Problem description: Every line from the one containing "PR #1454, opened 2026-08-08" to the one containing "- [ ] Public" in the records below, both included, must be set down exactly, and no other line.

Data records:
▬▬▬▬▬▬▬▬▬▬

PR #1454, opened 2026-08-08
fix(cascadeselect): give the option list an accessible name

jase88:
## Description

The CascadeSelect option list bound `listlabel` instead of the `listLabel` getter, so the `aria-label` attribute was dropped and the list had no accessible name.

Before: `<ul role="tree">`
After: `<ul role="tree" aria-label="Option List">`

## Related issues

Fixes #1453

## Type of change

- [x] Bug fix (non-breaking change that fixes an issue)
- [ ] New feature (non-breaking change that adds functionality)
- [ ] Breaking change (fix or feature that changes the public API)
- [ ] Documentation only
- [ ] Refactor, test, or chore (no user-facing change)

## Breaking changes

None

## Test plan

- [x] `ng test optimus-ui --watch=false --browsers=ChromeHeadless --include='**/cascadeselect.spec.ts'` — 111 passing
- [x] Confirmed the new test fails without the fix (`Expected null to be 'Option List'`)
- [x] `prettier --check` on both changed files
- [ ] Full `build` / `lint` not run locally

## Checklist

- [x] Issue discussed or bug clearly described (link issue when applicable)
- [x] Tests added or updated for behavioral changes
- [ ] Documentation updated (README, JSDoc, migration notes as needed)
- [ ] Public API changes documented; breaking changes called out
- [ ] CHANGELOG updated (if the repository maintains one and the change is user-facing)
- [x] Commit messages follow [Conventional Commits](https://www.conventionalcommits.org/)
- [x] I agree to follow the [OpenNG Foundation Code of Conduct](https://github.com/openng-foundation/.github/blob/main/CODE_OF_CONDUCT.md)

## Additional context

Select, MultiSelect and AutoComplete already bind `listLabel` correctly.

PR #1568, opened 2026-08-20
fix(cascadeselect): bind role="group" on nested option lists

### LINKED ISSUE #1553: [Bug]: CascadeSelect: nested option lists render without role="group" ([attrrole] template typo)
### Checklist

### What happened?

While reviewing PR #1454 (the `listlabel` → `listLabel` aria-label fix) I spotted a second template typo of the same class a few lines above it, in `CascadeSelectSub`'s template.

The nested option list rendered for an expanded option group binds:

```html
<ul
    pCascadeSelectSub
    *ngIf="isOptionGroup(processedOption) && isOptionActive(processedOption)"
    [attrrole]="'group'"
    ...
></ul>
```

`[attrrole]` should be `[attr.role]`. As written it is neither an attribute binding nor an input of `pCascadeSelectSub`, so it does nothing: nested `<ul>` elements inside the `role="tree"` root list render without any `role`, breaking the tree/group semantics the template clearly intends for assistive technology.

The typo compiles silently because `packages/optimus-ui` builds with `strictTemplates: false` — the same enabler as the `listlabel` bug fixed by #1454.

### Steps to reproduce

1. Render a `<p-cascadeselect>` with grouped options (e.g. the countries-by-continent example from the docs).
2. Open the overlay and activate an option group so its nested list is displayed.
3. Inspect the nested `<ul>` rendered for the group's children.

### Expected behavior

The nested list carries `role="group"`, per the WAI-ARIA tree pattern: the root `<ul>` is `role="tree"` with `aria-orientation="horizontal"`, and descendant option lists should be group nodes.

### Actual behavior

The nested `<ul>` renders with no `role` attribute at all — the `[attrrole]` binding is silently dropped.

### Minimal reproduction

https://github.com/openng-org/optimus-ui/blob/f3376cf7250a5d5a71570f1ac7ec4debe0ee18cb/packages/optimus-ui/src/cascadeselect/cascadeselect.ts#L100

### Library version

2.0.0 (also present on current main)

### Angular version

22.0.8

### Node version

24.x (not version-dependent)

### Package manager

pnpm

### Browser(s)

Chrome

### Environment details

▬▬▬▬▬▬▬▬▬▬

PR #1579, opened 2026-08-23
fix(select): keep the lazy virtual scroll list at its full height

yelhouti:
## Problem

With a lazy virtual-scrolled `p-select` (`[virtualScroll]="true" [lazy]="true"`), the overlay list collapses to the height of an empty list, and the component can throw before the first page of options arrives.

▬▬▬▬▬▬▬▬▬▬

Worked solution:
PR #1454, opened 2026-08-08
fix(cascadeselect): give the option list an accessible name

jase88:
## Description

The CascadeSelect option list bound `listlabel` instead of the `listLabel` getter, so the `aria-label` attribute was dropped and the list had no accessible name.

Before: `<ul role="tree">`
After: `<ul role="tree" aria-label="Option List">`

## Related issues

Fixes #1453

## Type of change

- [x] Bug fix (non-breaking change that fixes an issue)
- [ ] New feature (non-breaking change that adds functionality)
- [ ] Breaking change (fix or feature that changes the public API)
- [ ] Documentation only
- [ ] Refactor, test, or chore (no user-facing change)

## Breaking changes

None

## Test plan

- [x] `ng test optimus-ui --watch=false --browsers=ChromeHeadless --include='**/cascadeselect.spec.ts'` — 111 passing
- [x] Confirmed the new test fails without the fix (`Expected null to be 'Option List'`)
- [x] `prettier --check` on both changed files
- [ ] Full `build` / `lint` not run locally

## Checklist

- [x] Issue discussed or bug clearly described (link issue when applicable)
- [x] Tests added or updated for behavioral changes
- [ ] Documentation updated (README, JSDoc, migration notes as needed)
- [ ] Public API changes documented; breaking changes called out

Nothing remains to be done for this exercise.